注意が必要なのは週に18時間以上労働していることもきちんと記載してもらうこと。
それと開始日だけでなく、終了予定日も記載してもらうこと。これらがないと書類不備とみなされ、受理されない可能性があります。
公式説明文はこちらをご参照ください
URL: Eligibility for MSP – Working Holiday Programs
【実体験】カナダ役所の「嘘」と「放置」への対策
嘘に注意
カナダあるあるなのですが、職員が正しい情報を理解していなかったり、間違えた情報を伝えたり、書類をミスすることは本当に多いです!

私の場合、もうワーキングデーが開始しているにも関わらず、前のビザの期限が切れるまでは75ドルを払い続けないといけないと言われ、実際に払ってしまいました!
切り替えが遅れて、ワーホリ期間中なのに$75ドル請求され続けてしまうということはよくある話です。

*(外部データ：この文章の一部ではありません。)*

PR #681, opened 2016-10-04
use BI in view pages & add link to full image

### LINKED ISSUE #670: Incorrect image size displayed in image detail view pages
It seems that the original file is displayed in the image detail view pages: that's a problem, especially if the original image is quite big (>1 MB)
* [x] the "BI" image should be displayed instead
* [x] the original image is displayed (direct link - not in the current page) when clicking on the BI image.

As in v5: http://www.camptocamp.org/images/807159/fr/cabane-de-graetli-chocolat-cali-sieste-et-le-papa-qui-s-impatiente-sachant-la-journee-est-encore-lon

ginold:
fixes #670

### DIFF
--- a/c2corg_ui/templates/image/helpers/detailed_images_attributes.html
+++ b/c2corg_ui/templates/image/helpers/detailed_images_attributes.html
@@ -1,6 +1,17 @@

もし、上記のような手違いがあった場合は、連絡先はHIBC(Health Insurance BC)ではなくRSBC (Revenue Services of BC)に問い合わせをしましょう。
間違いを証明できれば返金してもらえます。
放置のリスク: 「連絡が来ない=受理された」は大間違い!

書類を提出後いつまで経ってもまったく連絡もMSPの更新も行われないこともあります。

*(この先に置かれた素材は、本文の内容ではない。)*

PR #684, opened 2016-10-05
avoid element jump on load

### LINKED ISSUE #551: Avoid that page elements "jump" when loading

### LINKED ISSUE #612: Incorrect recentering in detail view maps
There's something weird with the maps embedded in the detail view pages.
See for instance: http://c2corgv6-demo.gis.internal:6555/routes/708857/fr/mont-brion-tour-du-mont-brion
=> map is no longer recentered on the vector features but a bit to the west.

When zooming in/out using the +/- buttons of the map, the features remain stuck in the bottom right corner!?

This must be quite recent because I have only noticed it this morning.

ginold:
fixes #551 
fixes #612

### DIFF
--- a/less/viewdetails.less
+++ b/less/viewdetails.less
@@ -149,6 +149,7 @@
     width: 90% !important;
     margin-right: 5%;
     padding: 10px 0 10px 0;
+    height: 170px;
     @media @phone {
       width: 88% !important;
       margin-right: 6%;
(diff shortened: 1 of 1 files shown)


less/viewdetails.less
```diff
@@ -524,22 +525,21 @@
...
-    @media @phone {
-      height: 170px !important;
-    }
-    @media @phone {
-      margin-bottom: 0;
-    }
+    height: 100%;
   }
   /*is 100% by defaul - it stretches the map!*/
   .ol-unselectable {
```
tsauerwein: If you could get rid of this style on ` .ol-unselectable`, https://github.com/c2corg/v6_ui/issues/612 could be fixed as well.

asaunier:
Looks good to me for #551 
Concerning #612 I cannot test because I never had this problem with my workstation, only with my laptop at home. Feel free to merge, I will test again at home then,

tsauerwein:
> Concerning #612 I cannot test because I never had this problem with my workstation, only with my laptop at home.

You can simulate this with Chrome: https://developers.google.com/web/tools/chrome-devtools/device-mode/emulate-mobile-viewports#device_pixel_ratio_dpr

Issue #131, opened 2016-02-02
Parsing C2C custom tags in documents text attributes


asaunier:
In v5 a log of formatting is possible and based upon several syntaxes, mainly BBcode and Markdown.
For the latter syntaxes a PR is available at #127 

Many custom tags are also available:
- new tags such as wikilinks `[[summits/123456|link title]]`, `[toc 2 right]` or `L#` (climbing routes pitches)
- existing tags but with special attributes, not supported out of the box by the parsers used in #127. For instance `[img=188119 right]Lever de soleil sur le Mont Blanc[/img]`

See the documentations about those syntaxe:
- http://www.camptocamp.org/articles/151910/fr/aide-mise-en-forme-du-texte
- http://www.camptocamp.org/articles/305462/fr/aide-topoguide-l-balise-de-description-des-longueurs

asaunier:
wikilinks => see #156

asaunier:
### Images

First thing is to figure out weither to an extension for the bbcode parser or for the markdown parser.

Extending the bbcode parser looks fairly easy, see the doc/example at http://bbcode.readthedocs.org/en/latest/formatters.html

On the other hand the markdown parser seems a bit more flexible and powerful (and in the future we might want to get rid of the bbocode!?) => then it's probably smarter to only write markdown extensions?

There's a quite annoying issue with images: the ``img`` tags contains the document_id, not the filename itself. For instance ``[img=188119 right]Lever de soleil[/img]``.
=> we will have to make a query to the database (ie. to the API) to get the actual filename.

* Maybe we could convert the bbcode tag to an angular directive that would request the API to get the filename to use?
* Maybe we could change the filename to use the document_id instead? A problem is that if a new file has been uploaded to a given image document, the document_id is the same but the filename is obviously different...

stef74:
Liste of non supported syntax 
- [ ] L#
- [ ] [Image]
- [ ] [toc]
- [ ] [q]
- [ ] [c]
- [ ] [important],[warning]
- [ ] column / table

fjacon:
Highest priority : images

asaunier:
The tricky thing with images is that the tag contains the image id but not the real filename (eg. ``[img=188119 right]Lever de soleil[/img]``).

Perhaps a solution could be to convert the tag to some angular directive that makes an AJAX request to the API to get the image filename based upon the document id => embedded images would then be loaded asynchronously.

tsauerwein:
[...]

PR #695, opened 2016-10-05
Enable markdown extensions for TOC and linebreaks

asaunier:
This PR activates 2 Python-Markdown extensions to support:
* line breaks, see https://pythonhosted.org/Markdown/extensions/nl2br.html
* table of contents, see https://pythonhosted.org/Markdown/extensions/toc.html

## Line breaks

handled pretty fine.

## Tables of contents

are supported quite well except the following limitations:

* the default TOC marker is ``[TOC]``. I have changed it to ``[toc]`` but it only works with ``[toc]`` in the text to convert,  variants such as ``[toc 2 right]`` are not supported (remains unreplaced). I have tried with ``[toc(.*)]`` but with no more success. Of course using ``[toc 2 right]`` as the marker is possible but that's obviously not relevant. Perhaps we could convert all ``[toc(.*)]`` variants to ``[toc]`` using the migration script?
* the extension has a ``baselevel`` option that can be used to specify the "biggest" level of header that is taken into account in the TOC. For instance if ``baselevel=3``, only ``<h3>``,  ``<h4>``, etc. will be taken into account, not ``<h1>`` or  ``<h2>``. On the other hand it's not possible to limit the number of sublevels (in v5 ``[toc 2]`` means that only "h2" and "h3" are referenced, not "h4" or "h5". Maybe not a big deal.
* with the current setting, the TOC is actually created and ids are added to the section headers:
```
<div class="toc">
<ul>
<li><a href="#presentation">Présentation</a><ul>
<li><a href="#historique">Historique</a></li>
...
```
```
<h3 id="presentation">Présentation</h3>
<h4 id="historique">Historique</h4>
```
The weird thing is that when I click on the TOC links, the URL in the address bar becomes ``waypoints/37355/fr/mont-blanc#/presentation`` instead of ``waypoints/37355/fr/mont-blanc#presentation`` (note the ``#/``) => the first URL does not redirect to the section whereas the second one does. Same problem in Chrome or FF!

Here is what the generated TOC looks like for http://c2corgv6.demo-camptocamp.com/waypoints/37355/fr/mont-blanc

capture d ecran 2016-10-05 a 23 18 22

## Tables

I have also tried to enable the "tables" extension https://pythonhosted.org/Markdown/extensions/tables.html

hoping it would help manage the v5 ``L#`` tag (see https://github.com/c2corg/v6_ui/issues/131#issuecomment-237195445)

but this was quite a disaster because:

* there are conflicts with some of the C2C-custom wikilinks (``[[routes/12345|foo bar]]``), perhaps because of the ``|`` sign (used also as a cell separator for tables combined with some combinations of blank spaces and ``-``). See for instance:
capture d ecran 2016-10-05 a 23 00 55
* the syntax of this parser is not really flexible and intuitive, it's a bit painful to figure out what syntaxes work and what don't.
* anyway it seems it has no effect on ``L#`` cells. And if by chance it does, the first line is emphasized (bold) as the table headers.

So for me this extension does not help at all.

### DIFF
--- a/c2corg_ui/templates/utils/format.py
+++ b/c2corg_ui/templates/utils/format.py
@@ -3,6 +3,8 @@ import markdown
 import html
 
 from c2corg_ui.format.wikilinks import C2CWikiLinkExtension
+from markdown.extensions.nl2br import Nl2BrExtension
+from markdown.extensions.toc import TocExtension
 
 
 _markdown_parser = None
@@ -14,6 +16,8 @@ def _get_markdown_parser():
     if not _markdown_parser:
         extensions = [
             C2CWikiLinkExtension(),
+            Nl2BrExtension(),
+            TocExtension(marker='[toc]', baselevel=2),
         ]
         _markdown_parser = markdown.Markdown(output_format='xhtml5',
                                              extensions=extensions)


asaunier:
Anyone for this easy review? :)

tsauerwein:
I was overwhelmed by your long description and didn't notice that your changes are rather small.. ;)

But feel free to merge. 

> Perhaps we could convert all [toc(.*)] variants to [toc] using the migration script?

We could, yes.

> ... hoping it would help manage the v5 L# tag (see #131 (comment))

Didn't we want to simplify the `L#` syntax anyway?

> The weird thing is that when I click on the TOC links, the URL in the address bar becomes

This could be related to `ngeoLocation`. To check.

asaunier:
Thanks, merged!

>> Perhaps we could convert all [toc(.*)] variants to [toc] using the migration script?
> We could, yes.

OK, see https://github.com/c2corg/v6_ui/issues/702

> Didn't we want to simplify the L# syntax anyway?

Yes, but at least a basic support will be needed (simple incrementation of the pitch numbers L1 > L2 > ..., so that the most common case is handled + table formating)

> This could be related to ngeoLocation.

Thanks for the tip!

asaunier:
Parsing of images and L# has been moved to:
* img => https://github.com/c2corg/v6_ui/issues/712
* L# => https://github.com/c2corg/v6_ui/issues/713

fbunoz:
>>  Perhaps we could convert all [toc(.*)] variants to [toc] using the migration script?

> We could, yes.

No !
Don't change any unsupported tags using migration script !
Adding the tags in the docs needed thousands hours of works from contributors and moderators for ten years, We don't want to lose this work in few hours of migrating !
It's better to show the unsupported tags (or to mask it). When these tags will be supported, all will be ok.

fbunoz:
> The weird thing is that when I click on the TOC links, the URL in the address bar becomes ``waypoints/37355/fr/mont-blanc#/presentation`` instead of ``waypoints/37355/fr/mont-blanc#presentation`` (note the ``#/``) => the first URL does not redirect to the section whereas the second one does. Same problem in Chrome or FF!

The url is OK for me (FF) on the preview. I can't try when reading the doc because the saving fails.

asaunier:
> Don't change any unsupported tags using migration script !

No problem. Actually it saves us some extra work.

私の場合、書類に不備があり受理されていなかったのに、向こうからは一切連絡が来ませんでした!
以前のビザの期限が切れても、こちらから電話するまで「未処理」のまま放置され、結果として無保険状態になる危険があります。
申請から1ヶ月経っても何も届かない(またはマイページに反映されない)場合は、迷わずこちらから突撃(電話)してください。「待っていればいつか処理してくれる」という期待は捨てましょう。

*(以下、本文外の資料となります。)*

PR #699, opened 2016-10-06
[WIP] Image transition

ginold:
When we recreate the small images while keeping their original aspect ratio, I will be able to get a transition from thumbnail to the big image. The plugin we're using for this requires the height and width of the big image that has not yet been loaded when opening the gallery. It will be enough to multiply the small image dimensions by the coefficient it has been scaled down to, like :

※メールでの問い合わせは返事が来るまで数週間ほどかかることがあります
電話のコツ
役所への電話はつながらないのは当たり前です。
朝イチでかけるか、スピーカーにして気長に待ちましょう(平日でも30分以上は待つ可能性があります)。
さいごに。
最後に、MSPを無料化するために絶対に押さえておくべきポイントをおさらいします。
- 自動では切り替わらない!
ビザが変わったらすぐに「MSP Account Change」からステータス更新 - 職場からもらう雇用証明書(Job Letter)には、必ず開始日、終了日とこの労働時間「週18時間以上」を記載してもらいましょう。
- 「前のビザの期限」は関係ない。
新しいWork Permitが発行された日から、月$75の学生手数料を払う義務は消滅します。 - 役所の嘘に屈しない。
公式HPのルールを武器に粘り強く交渉しましょう。 - 連絡がない=放置されている。
1ヶ月経っても音沙汰がなければ、迷わず自分から電話で進捗を確認するしましょう。
カナダでの生活は、ただでさえ言葉の壁や文化の違いでストレスが溜まるものです。
そんな中で、役所の不親切な対応や、根拠のない「嘘」に振り回されるのは本当につらいですよね。
私自身、有力な情報がどこにもなくて、何度も「もういいや」と諦めそうになりました。
でも、私たちが慣れない環境で一生懸命働いて稼いだ大切なお金を守れるのは私たち自身です。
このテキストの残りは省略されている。